Rising Inflation Immediately Offsets Slow Pace of Pay Raise

Amid the pandemic, Americans who are getting a pay raise are finding it difficult to cope with the rising inflation. 

That’s because surging prices immediately offset the impacts of any raises.

Insignificant pay raises put American workers in chaos

Ty Stehlik, a hotel worker in Milwaukee, Wisconsin, asked for a raise since the pandemic began.

His application was just approved; he was given an extra $1 per hour, but according to him, this is next to nothing.

Stehlik, the Washington Post reported, is a 23 year old student who works in a hotel, alongside his roommate.

According to the worker, he has student loans to pay, while his roommate has medical bills.

Not only this, but he also reported his many colleagues work multiple jobs, and still, they are not able to make ends meet.

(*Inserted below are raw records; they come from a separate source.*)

PR #350, opened 2021-11-16
CORE: automatic TLs build discovery

vspetrov:
## What
Automatic TLs discovery during build process.
new (optional) configure parameter --with-tls= to specify list of tls to build.

## Why ?
When 3rd party implements custom TL integration should be entirely independent from open-source upstream UCC cude, including build.

### DIFF
--- a/config/m4/check_tls.m4
+++ b/config/m4/check_tls.m4
@@ -1,0 +1,22 @@
+#
+# Copyright (C) Mellanox Technologies Ltd. 2021.  ALL RIGHTS RESERVED.
+# See file LICENSE for terms.
+#
+
+AC_DEFUN([CHECK_TLS],[
+    AC_ARG_WITH([tls],
+        [AS_HELP_STRING([--with-tls=(tl1,tl2 | all)], [Enable build of TLs])],
+        [TLS_REQUIRED=${with_tls}], [TLS_REQUIRED=all])
+    m4_include([config/m4/tls_list.m4])
+])
+
+AC_DEFUN([CHECK_TLS_REQUIRED], [
+    tl_name=$1
+    CHECKED_TL_REQUIRED=n
+    AS_IF([ test "$TLS_REQUIRED" = "all" ], [CHECKED_TL_REQUIRED=y],
+    [
+       for t in $(echo ${TLS_REQUIRED} | tr "," " "); do
+           AS_IF([ test "$t" == "$tl_name" ], [CHECKED_TL_REQUIRED=y], [])
+       done
+    ])
+])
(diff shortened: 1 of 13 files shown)


src/components/tl/nccl/configure.m4
```diff
@@ -0,0 +1,19 @@
+# Copyright (c) 2021      Mellanox Technologies. All rights reserved.
+# $COPYRIGHT$
+# Additional copyrights may follow
+
+CHECK_NCCL
```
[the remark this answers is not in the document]
vspetrov: done

config/m4/check_tls.m4
```diff
@@ -0,0 +1,22 @@
+#
+# Copyright (C) Mellanox Technologies Ltd. 2021.  ALL RIGHTS RESERVED.
+# See file LICENSE for terms.
+#
+
+AC_DEFUN([CHECK_TLS],[
+    AC_ARG_WITH([tls],
```
bureddy, line 7: what if transport is specified in "tls" but forgot/missed --with-<tls>

vspetrov: i don't understand. what is the configure cmd line you are talking about ?
If "--with-tls" is not provided then it equals to "all". All that are found under src/components/tls

bureddy: I mean "--with-tls=ucp,nccl,sharp " specified but not  --with-nccl and --with-sharp

vspetrov: first param only defines the TLs that are tried to be compiled. if with-tls has nccl nccl will first run CHECK_NCCL from nccl/configure.m4 and if it is not available then tl/nccl is not compiled. bottom line "--with-nccl" is used inside CHECK_NCCL which in turn only performed if nccl is part of required tls list.

bureddy (approved):

Sergei-Lebedev (approved):

manjugv:
@vspetrov 

1. Can you please fill these FAQs? 
https://github.com/openucx/ucc/wiki/FAQ#8-how-to-compile-all-tls
https://github.com/openucx/ucc/wiki/FAQ#9-how-to-compile-a-specific-tl

2. Can you update the copyrights? Also, the copyright in build files and "c" files are different.

manjugv:
@vspetrov Maybe it is worthwhile to port this PR to the release. Thoughts?

vspetrov:
@manjugv i'm not sure about port into v1.0.x. It is not a bugfix and we don't have any explicit request for it. I don't see it is necessary. Regarding copyrights: i've updated some. We probably need to review it separately (do we need to change to NV copyrights?)

vspetrov:
bot:retest

manjugv:
> @manjugv i'm not sure about port into v1.0.x. It is not a bugfix and we don't have any explicit request for it. I don't see it is necessary.

That is fine.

The Washington Post noted wage growth is in high demand, especially in the wake of the great resignation crisis; this is putting workers in the drivers’ seat in most situations.

However, the media outlet reported these gains are complemented with high inflation, which is ultimately reducing the purchasing power of Americans.

As per the Labor Department data, overall wages fell by 2.4 percent on average in 2020, despite the 4.7 percent rise in hourly wages.

Hospitality and leisure is the only industry in which the latest pay raise outpaced the rising inflation.

These workers had the lowest pay, and they saw an overwhelming increase in their wages during the pandemic.

After a 14 percent increase, the industry’s average hourly wage is now $19.50, compared to the pre-pandemic times of $17, as per the Labor Department.

Most of the workers have reported even after getting as much as a 33 percent pay raise, in some cases, they are living hand to mouth.

Many workers even indicated they are working two jobs at a time to cover their expenses.

These expenses are likely to rise dramatically, once the student loan payments resume in May.

Even 20 percent pay raises are not enough

The Washington Post reported another story of a culinary arts high school teacher who is making $47,500 a year, after a recent 20 percent increase in his pay.

However, he stated he is unable to find affordable housing and, therefore, seeking a roommate at the age of 37.

As the news of supply chain disruptions and labor shortages made headlines last year, inflation rose by almost seven percent, the highest level in the last four decades.

This resulted in the rise of gas prices by almost 50 percent, compared to 2020; the prices of other commodities including fish, meat, and eggs also went up significantly.

While many economists have indicated increasing wages are a contributing factor to the mammoth inflation, Federal Reserve Chair Jerome H. Powell suggests otherwise.

According to him, he is not seeing any evidence of a “wage-price spiral,” an economic phenomenon that results in inflation with a wage increase.